Banksy street art
Cultura

Perché Banksy ha ucciso la street art

Tempo di lettura: 5 minuti

Da Girl with a Balloon a Flower Thrower, Banksy è il supereroe della street art: colpisce all’improvviso, sempre al fianco dei più deboli e contro l’establishment.

Dal suo primo graffito The Mild Mild West a Bristol, sua città d’origine, ha risvegliato un’attenzione di massa per l’arte di strada facendo venire a galla appassionati ed esperti che osannano stencils di una semplicità disarmante. L’artista, infatti, opererebbe una critica con immagini tanto essenziali quanto d’effetto ma, aprendosi al mainstream, alcune domande sorgono spontanee.

Cos’è la street art?

La street art è un’espressione artistica che prende forma negli spazi pubblici e, il più delle volte, attraverso atti illegali. Le origini di questo “atto naturale” si possono far risalire agli anni ’70 nella città di New York, riconducendolo a due motivi: una contestazione sociale, politica e di privatizzazione degli spazi (siamo pochi anni dopo le rivolte degli anni ’60) e una ribellione ai vincoli espositivi di gallerie e musei, che negli anni ’70 erano al culmine del loro potere e mettevano in difficoltà numerosi artisti emergenti.
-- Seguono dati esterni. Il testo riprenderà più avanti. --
Issue #216, opened 2022-08-03
A one-dimensional version of VirtualDPad


Pulau-Komodo:
It is common in games, and other software one might use game engines for, to have two inputs that are opposed to each other, without being part of a set of four. Often in such a way that doing nothing is the most reasonable interpretation of activating both inputs. For example, rotating an overview camera clockwise and counterclockwise, turning left and right in a car, or increasing and reducing throttle on a motor on a boat.

It would make sense to me to group these two inputs into a concept like `VirtualDPad` but one-dimensional, which handles cancelling-out behaviour. This would use an existing concept to reduce boilerplate somewhat.

It should also make it easy for a pair of inputs and a `SingleAxis` to control the same action, the same way a `VirtualDPad` and `DualAxis` can.

I am currently handling this case in my own code, and it is quite easy to do so, but it seems appropriate for anything so common to be handled by the library.

PR #277, opened 2022-10-26
Add VirtualAxis

johanhelsing:
Similar to `VirtualDPad`, but for one axis only.

Closes: #216

### DIFF
--- a/src/axislike.rs
+++ b/src/axislike.rs
@@ -334,6 +334,38 @@ impl VirtualDPad {
     }
 }
 
+/// A virtual Axis that you can get an [`Axis`] from
+///
+/// Typically, you don't want to store a [`Axis`] in this type,
+/// even though it can be stored as an [`InputKind`].
+///
+/// Instead, use it directly as [`InputKind::Axis`]!
+#[derive(Debug, Clone, PartialEq, Eq, Hash, Serialize, Deserialize)]
+pub struct VirtualAxis {
+    /// The input that represents the up direction in this virtual DPad
+    pub negative: InputKind,
+    /// The input that represents the down direction in this virtual DPad
+    pub positive: InputKind,
+}
+
+impl VirtualAxis {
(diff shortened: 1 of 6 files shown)


src/axislike.rs
```diff
@@ -334,6 +334,38 @@ impl VirtualDPad {
...
+///
+/// Typically, you don't want to store a [`Axis`] in this type,
+/// even though it can be stored as an [`InputKind`].
+///
+/// Instead, use it directly as [`InputKind::Axis`]!
+#[derive(Debug, Clone, PartialEq, Eq, Hash, Serialize, Deserialize)]
+pub struct VirtualAxis {
+    /// The input that represents the up direction in this virtual DPad
+    pub negative: InputKind,
+    /// The input that represents the down direction in this virtual DPad
```
johanhelsing, line 347: Oops, made some copy paste errors here.

src/axislike.rs
```diff
@@ -334,6 +334,38 @@ impl VirtualDPad {
...
 
+/// A virtual Axis that you can get an [`Axis`] from
+///
+/// Typically, you don't want to store a [`Axis`] in this type,
+/// even though it can be stored as an [`InputKind`].
+///
+/// Instead, use it directly as [`InputKind::Axis`]!
+#[derive(Debug, Clone, PartialEq, Eq, Hash, Serialize, Deserialize)]
+pub struct VirtualAxis {
+    /// The input that represents the up direction in this virtual DPad
```
alice-i-cecile, line 345:
```suggestion
    /// The input that represents the down direction in this virtual axis
```

src/axislike.rs
alice-i-cecile, line 347:
```suggestion
    /// The input that represents the up direction in this virtual axis
```

alice-i-cecile (changes requested):
Solid work! A minor doc suggestion, and this needs to be added to the change log.

alice-i-cecile (approved):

Nonostante la forte influenza della Pop Art, l’arte urbana si evolve sviluppando tematiche più profonde e riferimenti artistici rivisitati (primitivismo e lotta di genere in Keith Haring, brutalismo in Basquiat). Ça va sans dire, l’interesse pubblico degli ultimi venti anni per la street art però si deve proprio a Banksy.

Girl with a Balloon

Tra i suoi lavori più importanti c’è La ragazza col palloncino, comparso per la prima volta a Londra nel 2002. Al di là della sua celebrità, è da questo graffito che si può tentare di guardare ad un’altra faccia di Banksy e della sua street art.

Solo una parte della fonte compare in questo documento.